The Five Heartbeats

 

The night before watching The Five Heartbeats I watched Cats for the first time. Personally, it’s one of the worst things my ears had the displeasure of hearing. I can only imagine hearing someone being slowly tortured and dying is more appealing than Cats. At first I believed it must be me, that I wasn’t getting something since Cats is one of the most successful Broadway musicals. After watching The Five Heartbeats I realize it’s not me. I obviously can still recognize what great music is because The Five Heartbeats is one of the greatest soundtracks I’ve heard while Cats sounds like an attempt to make the worst musical that happened to be successful similar to The Producers.

The Five Heartbeats is a fictional account of a singing group that rises to fame and experiences all the good and bad aspects that fame brings. It’s directed by and stars one of the most underrated talents of all time, Robert Townsend. The way Townsend conquered racial satire with Hollywood Shuffle and then made a superior musical drama four years later is amazing and it’s remarkable how varied the man’s creativity is.

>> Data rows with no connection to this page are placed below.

PR #364, opened 2021-03-08
Add Drafts Rules API

2e3s:
It is intentionally simplified to be a bare minimum over the existing APIs to satisfy the required functionality. Frontend will just use the Rules Drafts as a source for actual rules when someone wants to clone or apply a draft rule set. Given the functionality, any other API on top of this would be just a sugar-wrapper doing the same things (maybe moving responsibilities here and there).

[Preview](https://preview.redoc.ly/rebilly-users/draft-rule-set/tag/Rules)


openapi/components/schemas/Rules/Bind.yaml
```diff
@@ -1,6 +1,12 @@
 type: object
 description: The rule.
 properties:
+  id:
+    description: |
+      The rule's unique identifier which defines whether an event is emitted
+      when the rule is created, updated or removed.
```
2e3s, line 7: This is the main difference from #356 even though it existed there as well. It allows to do all the timeline work in the backend, and the frontend can do its diff work based on this as well. Hence all other APIs from #356 are simply unnecessary.

openapi/components/schemas/Rules/RuleSetDraft.yaml
```diff
@@ -0,0 +1,48 @@
...
+      - $ref: ../ResourceId.yaml
+  version:
+    type: integer
+    readOnly: true
+    description: |
+      The version of the active rule set when the draft was created.
+      This can be used to know how further the active rule set has advanced since the draft was created.
+  binds:
+    type: array
+    description: All binds are executed regardless other binds, there can't be a final bind.
```
adamaltman, line 17: Regardless "of" other binds (missing of).

adamaltman (changes requested):
Minor change... missing "of" in a few copy/pasted descriptions.

openapi/components/schemas/Rules/RuleSetDraft.yaml
```diff
@@ -0,0 +1,48 @@
+type: object
+description: Rules draft for a particular event.
+properties:
+  id:
+    type: string
+    readOnly: true
+    allOf:
+      - $ref: ../ResourceId.yaml
+  version:
```
slavcodev, line 9: I think we discussed to not save draft versions. What is purpose of the draft version?

openapi/components/schemas/Rules/RuleSetDraft.yaml
```diff
@@ -0,0 +1,48 @@
...
+  updatedTime:
+    $ref: ../ServerTimestamp.yaml
+  _links:
+    type: array
+    description: The links related to resource.
+    readOnly: true
+    items:
+      $ref: ../Links/SelfLink.yaml
+required:
+  - rules
```
slavcodev, line 48: What about name?

2e3s: If the user doesn't want to specify it then they don't specify IMO

slavcodev: How they will distinguish drafts w/o names?

openapi/components/schemas/Rules/RuleSetDraft.yaml
2e3s: To know that the live ruleset has advanced from the draft ruleset. Since it can be computed from Rules History API (by comparing the live version updatedTime and the draft's created time), it's only a materialized link to the ruleset version which was actual when the draft was created.

2e3s: It could be named something like "lastActiveVersion"

slavcodev: Can you please elaaborate, not sure I unerstood your answer. Can you explain on this scenario

1) My active rules set has version 2
2) I clone a draft "A" (is it version 2?)
3) I clone another draft "B" (is it version 2?)
4) I publish "A" as active (it will be version 3?)
5) I publish "B" as active (what version will be it now?)

slavcodev: Another story

1) My active rules set has version 2
2) I clone a draft (as far I understand draft will have version 2 too, as active set from which it was cloned)
3) I changed the draft - will it keep `version = 2`? 

How it will be useful? To compare this draft with version 2 from history? Does it make sense? Should not we always ocmpare with active rules set, whatever version it is?

adamaltman (dismissed):
I reject this change. I think the version should be clarified a bit, maybe renamed to `clonedVersion`

openapi/components/schemas/Rules/RuleSetDraft.yaml
adamaltman: I disagree with @slavcodev as I mentioned. Please re-read the RFC. I think this property could be named better as `clonedVersion` or similar.

adamaltman: > Should not we always compare with active rules set, whatever version it is?

Yes, but from which version was it cloned?

2e3s: A draft can be cloned from 
- an older rule set,
- an active rule set
- another draft 
- or a new draft can be created from the scratch

The API is agnostic to that.
I have thought about having a writeable "version" to accomodate all of that. Hence this property will be used only by the frontend with no underlying logic behind.

openapi/components/schemas/Rules/RuleSetDraft.yaml
```diff
@@ -0,0 +1,52 @@
...
+  - name
+  - version
```
slavcodev, line 52:
```suggestion
  - clonedVersion
```
?

openapi/components/schemas/Rules/RuleSetDraft.yaml
slavcodev: > I think this property could be named better as clonedVersion or similar.

I propose `baseVersion`. Since cloned seems not appropriate, the draft could be posted with different some or all rules, taken another set as base. It does not seem a real "clone".

2e3s: I agree, I wanted to suggest something different from "clone" but I didn't come up with a better term

2e3s:
devs please review

2e3s:
devs please review

ashkarpetin (approved):

2e3s:
devs please review

2e3s:
devs please review

2e3s:
devs please review

ghost (approved):
Looks good. The `RuleSetDraft` has some duplicates from `RuleSet`, e.g. `rules` and `binds` though. We should consider to refactor the definitions in order to DRY.

2e3s:
Bind and rules are on a the few same fields and they are already separate in `Bind,yaml`. I've thought that DRY would be overcomplication here.

slavarebilly:
It's overcomplication to repeat your self and keep documentation consistent for the things that represent the same. IMO.

PR #365, opened 2021-03-08
Fix event rule operation ID

ashkarpetin:


p3yman (approved):

openapi/paths/events@{eventType}@rules.yaml
```diff
@@ -34,7 +34,7 @@ put:
   tags:
     - Rules
   summary: Update the rules for event
-  operationId: PutEventRuleCollection
+  operationId: PutEventRule
```
slavcodev, line 37: I think this might be confusing, since the operation works with rules set and not one single rule.

ashkarpetin: @2e3s Please check this

https://github.com/Rebilly/api-definitions/pull/364/files#diff-c0ec58b81489a48627f8f1c6b4f570c7d70ac5265736e3dbbddf58dcd4698123R59

ashkarpetin: @slavcodev Are you suggesting to leave `PutEventRuleCollection`?

slavcodev (approved):

openapi/paths/events@{eventType}@rules.yaml
2e3s: I don't see how it's inconsistent and affects my PR

PR #372, opened 2021-03-16
Fix collection discrepancies

agualis:
Adding missing parameters to multiple collection operations.

### DIFF
--- a/openapi/paths/search.yaml
+++ b/openapi/paths/search.yaml
@@ -9,11 +9,15 @@ get:
     Search merchant's data to return resources such as customers, invoices,
     orders, transactions.
   parameters:
+    - $ref: ../components/parameters/collectionSort.yaml
+    - $ref: ../components/parameters/collectionLimit.yaml
+    - $ref: ../components/parameters/collectionOffset.yaml
     - name: q
       in: query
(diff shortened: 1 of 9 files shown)


ashkarpetin (approved):

justnero (approved):

openapi/paths/search.yaml
```diff
@@ -9,6 +9,9 @@ get:
     Search merchant's data to return resources such as customers, invoices,
     orders, transactions.
   parameters:
+    - $ref: ../components/parameters/collectionSort.yaml
+    - $ref: ../components/parameters/collectionLimit.yaml
+    - $ref: ../components/parameters/collectionOffset.yaml
```
adamaltman, line 14: I don't think search supports these parameters.

adamaltman: @ashkarpetin @justnero are you seeing something different from me?

justnero: @adamaltman It is supported, but rather supported per-resource and not for the whole collection at the same time. It would sort, limit and offset each resource collection. I've shared a link in Slack.

iamdevice (approved):

PR #381, opened 2021-03-19
Increase Piastrix tolerance percentage

dara123:


openapi/components/schemas/GatewayAccountConfig/Piastrix.yaml
```diff
@@ -27,7 +27,7 @@ allOf:
             type: integer
             description: Tolerance percentage for settled amount.
             minimum: 0
-            maximum: 5
+            maximum: 20
```
ashkarpetin, line 30: Why only Piastrix?

colinbird: Seems like we should change it for both

PR #428, opened 2021-04-19
Proposal for the rules diff to be calculated on the backend

rensftw:


openapi/components/schemas/Timelines/list.yaml
```diff
@@ -6,4 +6,12 @@ allOf:
         type: array
         description: Table data. Each array element represents a line.
         items:
-          type: string
+          type: object
```
XaosSintez, line 9: Is it really array of objects? Do you mean that every rule change will have it's own summary and diff?

What are items (line 17) in this case?

XaosSintez:
I don't like that timeline table will have something that specific. If we change it to `ruleset-diff` type (or something like that) it will make more sense to me

rensftw:
This proposal has been ruled out.

PR #928, opened 2022-07-19
Add title to inline objects for php sdk generation

jvc9109:


openapi/paths/customers@{id}@edd-score.yaml
```diff
@@ -37,6 +37,7 @@ patch:
       application/json:
         schema:
           type: object
+          title: PatchCustomerEddScoreRequest
```
VladimirBerdnik, line 40: Isn't it the same as `operationId` at least it looks similar in other files in this PR?

jvc9109: `operationId` is used in a customized generator in order to generate the proper php method. 
In this case `title` is used by a default feature of the generator we extend.

openapi/paths/tags@{tag}@kyc-documents.yaml
```diff
@@ -55,6 +56,7 @@ delete:
       application/json:
         schema:
           type: object
+          title: DeleteTagKycDocumentCollectionRequest
```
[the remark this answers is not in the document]
jvc9109: All that are `Request` should have the suffix. I will look for those that does not include it for correct them. Thanks for noticing!

openapi/paths/customers@{id}@edd-score.yaml
VladimirBerdnik: Do you think it will work if we automate this by using `{operationId} + "Request"` and `{operationId} + "Response"` instead of manual editing?

VladimirBerdnik: I mean we can write a plugin for our API definition that will put titles automatically into result bundle so we don't need to write titles manually for existing and future requests and responses. We won't touch the generator code

jvc9109: Oh I am sorry, now I understand what you mean. It is a good idea. Thanks for your comment!

VladimirBerdnik: On the other hand if there are only a couple of titles that are listed in this PR we can always automate it later

VladimirBerdnik (approved):

justnero (approved):

PR #947, opened 2022-08-01
refactor PatchTransactionRequest to be generated with php-sdk

jvc9109:
small change needed for php-sdk generation


openapi/paths/transactions@{id}.yaml
```diff
@@ -47,14 +47,18 @@ patch:
...
+        schema:
+          $ref: ../components/requestBodies/PatchTransactionRequest.yaml
   responses:
     '200':
       description: Transaction was updated successfully.
       content:
         application/json:
           schema:
             $ref: ../components/schemas/Transactions/Transaction.yaml
+            required: true
```
justnero, line 61: Why is it here?

openapi/components/requestBodies/PatchTransactionRequest.yaml
```diff
@@ -1,9 +1,5 @@
...
-  application/json:
-    schema:
-      type: object
-      properties:
-        customFields:
-          $ref: ../schemas/ResourceCustomFields.yaml
+type: object
+properties:
+  customFields:
+    $ref: ../schemas/ResourceCustomFields.yaml
```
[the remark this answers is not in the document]
ashkarpetin: That requestBody indeed, so this change looks strange to me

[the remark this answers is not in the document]
jvc9109: It is a requestBody, but unlike the others, this request body refers to a `resource` rather than to a `schema`. This conflicts with the php-sdk generation since the `ResourceCustomFields` is not generated as model but when it is used it is an `array`. 

I can explore a different approach within the `PhpGenerator` instead of modify the `requestBody`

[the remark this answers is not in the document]
ashkarpetin: I am fine with separate schema, but the change is incorrect, since PatchTransactionRequest is not a requestBody anymore

openapi/components/requestBodies/PatchTransactionRequest.yaml
```diff
@@ -1,9 +1,6 @@
...
-  application/json:
-    schema:
-      type: object
-      properties:
-        customFields:
-          $ref: ../schemas/ResourceCustomFields.yaml
+content: 
+  application/json: 
+    schema: 
+      $ref: ../schemas/Transactions/PatchTransactionRequest.yaml
```
justnero, line 4: Remove trailing spaces
```suggestion
content:
  application/json:
    schema:
      $ref: ../schemas/Transactions/PatchTransactionRequest.yaml
```

justnero (dismissed):

ashkarpetin (dismissed):

adamaltman:
Is this because you need the schemas to be separated from the `requestBody`? If so, we have quite a few more like this...

openapi/components/schemas/Transactions/PatchTransactionRequest.yaml
```diff
@@ -0,0 +1,4 @@
+type: object
+properties:
```
adamaltman, line 2: I prefer to add a title when making a standalone schema.

openapi/components/requestBodies/PatchTransactionRequest.yaml
```diff
@@ -1,9 +1,6 @@
 content:
   application/json:
     schema:
-      type: object
-      properties:
-        customFields:
-          $ref: ../schemas/ResourceCustomFields.yaml
+      $ref: ../schemas/Transactions/PatchTransactionRequest.yaml
```
adamaltman, line 4: We can have a lint rule to enforce this -- I tried it but disabled it because there are a lot of violations (especially around arrays/collections).

justnero: That would help a lot in further generation steps and for the overall uniformity of our API.

justnero (approved):

ashkarpetin (approved):

jvc9109:
@adamaltman It is true that there is a bunch more of examples, but looks like the generator for core-api only has problems with this particular case. For the remaining cases  probably the way to go will be to add a lint rule and fix them all when expanding support of the sdk generator for the other APIs.

adamaltman:
@jvc9109 note that won't be a small project but there are other ways to accomplish it (we can discuss), which can take only a few seconds. There are some drawbacks though. For example, we could run:

`redocly bundle && redocly split` (I think).

jvc9109:
@adamaltman sure I will be happy to talk with you about the options for topic.

adamaltman (approved):

PR #956, opened 2022-08-08
Add extension for date formats

jvc9109:
add extension for properly format dob and simple dates in php-sdk

### DIFF
--- a/openapi/components/schemas/AML.yaml
+++ b/openapi/components/schemas/AML.yaml
@@ -119,6 +119,7 @@ properties:
       description: Date of birth.
       format: date
       example: 1706-01-17
+      x-simple-date-format: true
   aliases:
     type: array
     readOnly: true
--- a/openapi/components/schemas/Contact/ContactObject.yaml
+++ b/openapi/components/schemas/Contact/ContactObject.yaml
@@ -72,6 +72,7 @@ properties:
     format: date
     nullable: true
     example: 1980-04-01
+    x-simple-date-format: true
   jobTitle:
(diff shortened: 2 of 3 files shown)


justnero (approved):

openapi/components/schemas/AML.yaml
```diff
@@ -119,6 +119,7 @@ properties:
       description: Date of birth.
       format: date
       example: 1706-01-17
+      x-simple-date-format: true
```
ashkarpetin, line 122: What are the possible formats for `format: date`? I don't clearly understand the purpose of that extension.

jvc9109: There are two in the composition of the Models. A full datetime value like `2019-10-12T07:20:50.52Z` and a simple format like the Date of birth. This two formats can conflict in the json serialization of the php-sdk autogenerated.

ashkarpetin: Are not able to distinguish `format:date` and `format:date-time` during autogeneration?

justnero: Good point. @jvc9109 do we have a `date-time` set consistently in other places?

jvc9109: They both are mapped to `DatetimeImmutable` before template rendering or postprocessing. (Those steps are the ones we can have more control and customization)

jvc9109:
Closing PR to implement an alternative. Thanks @ashkarpetin  for the suggestions!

Since this is a musical the soundtrack is by far the most important part and it delivers in every way imaginable and then some. Most notably, the song We Haven’t Finished Yet is incredibly powerful and high in quality with the very talented Tressa Thomas belting out the track. Listening to this song will make you feel like someone is reaching down into your soul and pumping you up with energy which is such a rare feeling.  A similar feeling is felt throughout the film with songs like A Heart Is a House for Love where the group wins over a crowd heavily against them, a scene that makes one feel like they’re in the room discovering one of the most talented groups.

I couldn’t talk about this film without mentioning the baffling fact that this film currently has a 38 percent rating on Rotten Tomatoes. It’s quite evident that most film critics should take a day off when musicals are being reviewed. I love the critically acclaimed La La Land, something I saw four times in theaters…….but there’s no alternative universe where Ryan Gosling and Emma Stone could compete with the talents on this soundtrack. When I see how critically acclaimed La La Land is and how shunned The Five Heartbeats was, I guess it isn’t surprising when the phrase “Oscars So White” becomes a trend and the only time Hollywood appreciates a black film is when it’s about slavery.

Roger Ebert, while being one of the few critics who gave this film a positive review made a point that only a clueless white man could make.

“There is one obligatory scene showing racial prejudice against the group, and it seems a little tacked on, as if the only purpose of the Southern trip was to justify the scene.”

What Ebert fails to comprehend as the fact most groups similar to The Five Heartbeats probably went through such a horrifying moment. If The Temptations or The Four Tops saw this film, I imagine the hair stood on the back of their necks as they shook in their seats and had a repressed flashback.

While a moderate success for the time, a film of this caliber deserves much more. If you have Netflix, do yourself a favor and give The Five Heartbeats a view.